「そして、この白麗……この女の子はね、僕らの恩人というか……この世界で、"散華”と呼ばれる三人の中の一人だ」


「"散華”……?」


散る、華……?


「その三人はこの世界に来て生活してなお、命の何故か尽きず、年も取らず、普通の人間が持たない力を持っているんだ。彼らは生きてきた功だと言うけど、まぁ、あちらの世界から来る人間達は、何かしらの力を持っているみたいだからね。それでも、まぁ、普通に生きて、普通に命を終えた人間が多い。例えば、先々帝の母親の高理美は黎祥の祖父、業波帝に愛されて、命を終えただろう?」


「……ちょっと、待って?」


目の前に広げられた歴史書を眺めながら、翠蓮は思考を張り巡らせた。


「つまり……異世界からのお客様で、死ねずに不老不死になっている人たちがいるってこと?」


「そう」


「その人達は今の所、全部で三人いて……それが、"散華”」


「うんうん」


「白麗は彩苑の時に眠りについて……目覚めてないけど、生きている。
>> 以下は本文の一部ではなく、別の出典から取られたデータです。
PR #408, opened 2019-10-24
Prepare for next release cycle

badboy:
For local development and easy testing in a-c and Fenix we should have a version number bigger than the released one.

The gradle/maven way is to `major+1` + `-SNAPSHOT`.
The Rust/semver way is to `major+1` + `-alpha.0` (less relevant, as we don't push to crates.io just yet).

I would totally expect that we go `19.1.0` next first, but that's for the release to decide.

### DIFF
--- a/docs/dev/cut-a-new-release.md
+++ b/docs/dev/cut-a-new-release.md
@@ -20,7 +20,10 @@ These are the steps needed to cut a new release from latest master.
 
     2. Add a new `# Unreleased Changes` on top
 
-2. Bump `libraryVersion` in the top-level [.buildconfig.yml](https://github.com/mozilla/glean/blob/master/.buildconfig.yml) file. Be sure you're following semver, and if in doubt, ask.
+2. Bump the versions
+    * Rust crates: Bump `version` in [`glean-core/Cargo.toml`](https://github.com/mozilla/glean/blob/master/glean-core/Cargo.toml) and [`glean-core/Cargo.toml`](https://github.com/mozilla/glean/blob/master/glean-core/ffi/Cargo.toml).
+    * Kotlin package: Bump `libraryVersion` in the top-level [.buildconfig.yml](https://github.com/mozilla/glean/blob/master/.buildconfig.yml) file.
+    * Be sure you're following semver, and if in doubt, ask.
 3. Land the commits that perform the steps above. This takes a PR, typically, because of branch protection on master.
 4. Cut the actual release.
     1. Click "Releases", and then "Draft a New Release" in the github UI.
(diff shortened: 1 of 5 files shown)


glean-core/ffi/Cargo.toml
```diff
@@ -1,8 +1,12 @@
 [package]
 name = "glean-ffi"
-edition = "2018"
-version = "19.0.0"
+version = "20.0.0-alpha.0"
```
Dexterp37: Is there any way this could be inherited from the top level `Cargo.toml`?

glean-core/Cargo.toml
```diff
@@ -1,6 +1,6 @@
 [package]
 name = "glean-core"
-version = "19.0.0"
+version = "20.0.0-alpha.0"
```
Dexterp37: Uh, can we please add this [here](https://mozilla.github.io/glean/book/dev/cut-a-new-release.html) as well?

glean-core/ffi/Cargo.toml
badboy: No, the two crates are independently versioned.
It's a bit of a bummer that there's no better support in cargo itself just yet, but I plan to paper over that with a bit more tooling.

glean-core/Cargo.toml
badboy: Good point

docs/dev/cut-a-new-release.md
```diff
@@ -20,11 +20,17 @@ These are the steps needed to cut a new release from latest master.
...
 3. Land the commits that perform the steps above. This takes a PR, typically, because of branch protection on master.
 4. Cut the actual release.
     1. Click "Releases", and then "Draft a New Release" in the github UI.
     2. Enter `v<myversion>` as the tag. In the example above it would be `v0.1.0`. It's important this is the same as the tags you put in the links in the changelog.
     3. Under the description, paste the contents of the release notes from `CHANGELOG.md`.
     4. Note that the release is not available until the CI build completes for that tag.
         - You can check [on CircleCI for the running build](https://circleci.com/gh/mozilla/glean).
+5. After the release, bump the versions to the next pre-release:
+    * Rust crates: Use the next major version and append `-alpha.1`
+    * Kotlin package: Use the next major version and append `-SNAPSHOT`
```
mdboom: It would be great to automate some of this stuff.

I really like [bumpversion](https://pypi.org/project/bumpversion/), and it is probably configurable enough to handle these use cases.  But folks had trouble using it on Windows for glean_parser, so it was ultimately dropped.  Still there might be alternative tools of that type that would work well here.

(All is to say, let's file a bug for release automation...  This PR is fine as-is).

badboy: There's also [cargo-release](https://github.com/sunng87/cargo-release) which has hooks for file modification and just executing scripts :)

I'm a happy user for pure-Rust crates.

mdboom: Sure -- I actually looked at it but didn't see arbitrary file modification (which we would need) in the summary...  I agree something in Rust is the way to go -- everyone working on this already has a working `cargo`...

badboy:
> LGTM :) Let's file a bug about automatic the version quirks either via bumpversion (as suggested by @mdboom ) or via the Rust-only solution.

https://bugzilla.mozilla.org/show_bug.cgi?id=1591070

docs/dev/cut-a-new-release.md
badboy: Well, it can execute scripts.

そして、先々帝のお母様……つまり、黎祥のお祖母様もまた、異世界からのお客様で……」


「そうだね。因みに、翠蓮のお祖母様でもある」


「それで……」


「あと言うのなら、えっと……彩陽帝は分かるかい?」


ゆっくりと整理しながら、頷く。


彩陽帝といえば、後宮の大掛かりな建て直しを行った人だ。